(Records from a collection)
PR #595, opened 2024-03-27
NNS1-2886: Remove hardware wallet specific code paths from ledger-icp

dskloetd:
# Motivation

NNS-dapp already doesn't use hardware wallet specific code paths since https://github.com/dfinity/nns-dapp/pull/4373

# Changes

1. Remove all code paths in `packages/ledger-icp` that check `this.hardwareWallet`.
2. Remove all functions that became unused as a result.

# Tests

Remove hardware wallet specific unit tests.

# Todos

### DIFF
--- a/packages/ledger-icp/src/ledger.canister.ts
+++ b/packages/ledger-icp/src/ledger.canister.ts
@@ -4,19 +4,14 @@ import { createServices } from "@dfinity/utils";
 import type { _SERVICE as LedgerService } from "../candid/ledger";
 import { idlFactory as certifiedIdlFactory } from "../candid/ledger.certified.idl";
 import { idlFactory } from "../candid/ledger.idl";
-import type { AccountIdentifier } from "./account_identifier";
 import {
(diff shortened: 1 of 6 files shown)


packages/ledger-icp/src/ledger.canister.ts
```diff
@@ -29,7 +24,7 @@ import type {
   TransferRequest,
 } from "./types/ledger_converters";
 import { paramToAccountIdentifier } from "./utils/params.utils";
-import { importNnsProto, queryCall, updateCall } from "./utils/proto.utils";
+import { queryCall, updateCall } from "./utils/proto.utils";
```
mstrasinskis, line 27: Will these dependencies be removed later?

mstrasinskis (commented):
Just a question.

packages/ledger-icp/src/ledger.canister.ts
dskloetd: yes!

● **What the task asks**: Write down every line of the data above that includes the string "candid".

● **Written reply**:
 import type { _SERVICE as LedgerService } from "../candid/ledger";
 import { idlFactory as certifiedIdlFactory } from "../candid/ledger.certified.idl";
 import { idlFactory } from "../candid/ledger.idl";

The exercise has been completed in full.